Dozens of Chinese Cities Under Threat of Dam Collapse

As authorities push ahead with an ambitious hydroelectric construction boom, the threat of a disastrous dam collapse looms over more than 179 Chinese cities, amid increasingly unpredictable global weather patterns, local media have reported.

China is home to more than 40,000 "at risk" reservoirs, which, along with flood defenses beside major rivers, were built between 1950 and 1980, the online news site Easynet said in a recent article.

Most are of rock and clay construction, and are reaching the end of their intended lifespan of 50 years, causing major headaches for the government, it said.

Xue Shikui, a water resources management expert at Florida University, said reservoirs, like any other man-made structure, have a limited lifespan.

"When they get old, they should be decommissioned or rebuilt," he said, adding that China built huge numbers of reservoirs and dams from the 1950s to the 1970s. "Otherwise, the natural aging process is unavoidable."

He said decommissioning a dam in itself is a major project.

"If you demolish it, that costs money, and if you don't demolish it by blowing it up, you have to use other methods, such as allowing the river flow gradually to become more natural," Xue said.

China's State Council has lifted a ban on major dam projects in the southwest imposed by then premier Wen Jiabao in 2004, and earmarked around 62 billion yuan (U.S. $10.1 billion) to repair the 40,000 "at risk."

But the central government has yet to deliver all of the promised funding, and local governments are seen as unlikely to make up the shortfall.

Aging dams

The number of dams in mainland China rose from around 20 at the founding of the People's Republic in 1949 to more than 86,000 today. This figure doesn't take into account more than 10 million small-to-medium size water-holding structures like dikes and irrigation canals, official statistics show.

According to Wu Yegang, a water resources expert at Connor Environmental Services in the United States, China's aging dams could face a "perfect storm" of factors in the years to come.

"You have the construction methods used in the 1950s, which are primarily clay, and on top of that you have contemporary climate change, along with numerous thunderstorms," Wu said.

"There have also been [geological] changes in the valleys holding the reservoirs, so it will become extremely dangerous," he said.

China, which has been hit by extreme flooding in a number of provinces in the wake of two major tropical storms this summer, is no stranger to failed dams and collapsed dikes.

From 2007 to 2011, China's reservoir dams were collapsing at the rate of around 68 a year, a rate that has now slowed to 20 in the past two years, the Easynet article said.

In 1975, the catastrophic collapse of the Banqiao dam at Zhumadian in central Henan province caused the deaths of an estimated 171,000 people, according to international experts.

The majority of those deaths were among people who survived the initial tsunami and were stranded with no food or medical assistance, eventually succumbing to starvation or disease in huge numbers, water resources expert Eric Fish wrote in China's Economic Observer website in February.

"When the Banqiao reservoir had emptied and the waters had settled on the morning after the collapse, the horror was only beginning," Fish's article said.

"Survivors were left to wait on rooftops or huddled together on small patches of dry land ... Disease spread quickly while people battled hunger and the summer heat."

'Domino effect'

The Chinese government's ability to manage the country's water resources has been bound up with political power and credibility since the early emperors.

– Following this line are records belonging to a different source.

Issue #361, opened 2019-04-25
Feature Request: implement password policy


davama:
Hello,

Wondering if possible to include some form of password policy?
Our ldap backend has a ppolicy for password complexity. 
The password reset feature allows you to put any password you want, such as “password1”.

Some complexity ideas:

Min length = X
At least 1 upper/lower
At least 1 digit
At least 1 special

Thank you,
Dave

clems4ever:
It's definitely a great idea. However one has to make sure that no password is directly updated in LDAP because otherwise the policy cannot be enforced or can diverge.

This is a good idea anyway. I'll definitely take it at some point if nobody has done it before.
Thanks for the suggestion.

davama:
Thank you for the positive response!
:+1:

clems4ever:
That could be a starting point: https://github.com/dropbox/zxcvbn

mkey-cdx:
This is a must have feature that would prevent Authelia from weakening efforts to set a password policy.

I would not be afraid of potential password policy drift between Authelia and LDAP in this case because Authelia cannot respect LDAP password policy, and even bypass it. It is therefore better to enforce a policy at application level anyway, instead of leaving the infrastructure with an obvious security hole.

As a containment, I would suggest to add the possibility to remove the _Forgot password?_ link entirely.

tlvenn:
@clems4ever there is actually a go port of this lib: https://github.com/nbutton23/zxcvbn-go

The Banqiao dam was built after then supreme leader Mao Zedong called on officials to "harness the Huai River" in order to generate electricity and a reliable water supply, leading to a cascade of dams being constructed in the basin which were hit by a once-in-2,000 year rainfall.

But environmental group Probe International has warned that a similar strategy is being used again today in southwestern China.

"If one dam fails, the full force of its ensuing tsunami will be transmitted to the next dam downstream, and so on, potentially creating a deadly domino effect of collapsing dams," the group said in a recent report.

"A cascade of catastrophic dam failures would almost certainly cause an unprecedented number of casualties and deaths in major downstream population centers, such as Chengdu, and along these major river valleys."

Incalculable environmental damage could also result from the flooding of chemical plants that cluster along Chinese rivers, officials have warned.

Reported by Shi Shan for RFA's Mandarin Service. Translated and written in English by Luisetta Mudie.